Sundance Journal: The Sunlit Night

The Sunlit Night

Movie Rating:

1.5

The Sunlit Night is the latest of a bunch of indie drama/comedies starring Jenny Slate in the last few years. They usually follow a similar formula – a fish out of water situation, someone dealing with a life-changing event like death or abortion or the like, and somehow our hapless protagonist has to figure this all out on the road to whatever constitutes adulthood.

This time, the scope of Slate’s slate expands to include Scandinavian existential angst, bringing mumblecore to the land of the midnight sun.

Director David Wnendt handsomely photographs both Brooklyn and northern Norway. The movie has plenty of good bits as well. Slate singing a mourning prayer will make any good Jew plotz just a little bit, and I could watch hours and hours of the close-up inserts showing bread being made.

The rest, however, has a stilted awkwardness that makes the film (unlike the bread) feel underbaked. Take Zach Galifianakis’ role as the leader of a Viking settlement, or Gillian Anderson as the redheaded mother spouting Russian proverbs. It’s just quirky enough it should all work, and yet…

Futher, the film has odd technical issues. Lines of dialogue are dubbed poorly, even including the native English speakers. It’s obvious that things were rewritten. ADR is done with the characters staring off to the distance, which is the kind of thing you see in a lot of student films but hardly the stuff of a professional production.

Alex Sharp plays the moody baker, Yasha, who sulks his way to Scandanavia, bumping into Slate while he’s on a mission to commemorate his father. Fridtjov Såheim is a surly painter looking to exploit another in a line of assistants, while David Paymer and Jessica Hecht play the parents back home.

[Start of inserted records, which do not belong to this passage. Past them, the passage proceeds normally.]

PR #11, opened 2016-09-17
New, more uniform stars mobject

Helpsypoo:
The old stars mobject used polar coords to generate points, so the points were concentrated around the origin. This one uses cartesian coords to make it more uniform. It also inherits from Mobject2D, since I tried that and it made it work, even though I don't know why.

Pretty trivial, but hey, I gotta fill up my green square grid!

### DIFF
--- a/topics/geometry.py
+++ b/topics/geometry.py
@@ -85,7 +85,9 @@ class Line(VMobject):
         start_to_end = self.end - self.start
         length = np.linalg.norm(start_to_end)
         if length > 2*self.buff:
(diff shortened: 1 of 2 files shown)


Helpsypoo:
Also recreated the octohedron class to inherit from VMobject.

I'm realizing now that I could have managed branches differently and created different pull requests. I can rejigger things if you'd like to accept one change but not the other.

3b1b:
3D things work a bit differently now, and will likely change again soon, so I'm closing this for now.

PR #21, opened 2017-04-17
Merge nested configs instead of overriding

styxtwo:
Changing background color by adding config to a scene is not possible. it is overridden by the config defined in constants (LOW_QUALITY_CAMERA_CONFIG), even when the constant does not define the color. This happens because the "camera_config" is nested, so its content is never compared.

With this change nested configuration is merged instead of overridden. The change is tested on several scenes from hanoi.py, and does not break any of the tested scenes.

### DIFF
--- a/helpers.py
+++ b/helpers.py
@@ -229,7 +229,6 @@ def filtered_locals(local_args):
         result.pop(arg, local_args)
     return result
 
-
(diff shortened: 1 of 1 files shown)


3b1b:
Thanks!

PR #26, opened 2017-05-04
Handle latex errors when converting to dvi

hashar:
Whenever latex fails (for example due to a missing package) the code
continue and ends up failing due to a missing svg file.

Handle latex non 0 exit code.
Pass to latex -halt-on-error so it does not attempt to ask user for a
file, that is ignored in batch mode anyway.

Write the latex output to stderr and raise an exception to abort early.

Signed-off-by: Antoine Musso <hashar@free.fr>

### DIFF
--- a/mobject/tex_mobject.py
+++ b/mobject/tex_mobject.py
@@ -3,6 +3,7 @@ from svg_mobject import SVGMobject, VMobjectFromSVGPathstring
 from topics.geometry import BackgroundRectangle
 from helpers import *
 import collections
+import sys
 
 TEX_MOB_SCALE_FACTOR = 0.05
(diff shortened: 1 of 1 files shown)


bhamshu:
I *am* getting the error as per the change you made on line 283 in 0ec5538ef0f0cb35a1a2a4e720d4d473901e6950, i.e. "Exception: Latex error converting to dvi." and so forth. How to resolve it?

The film is affable enough, but at some point the saccharine storyline and mix of moods becomes a bit dreary. Rebecca Dinerstein’s script, based on her novel, feels even more indulgent than it should, as if the entire enterprise is an inside joke.

The Sunlit Night never quite coheres enough to shine. It has elements that work sporadically, but the movie needs to reign in some of its more cloying attributes and focus on a storyline as inviting and complex as the landscape in which it’s set.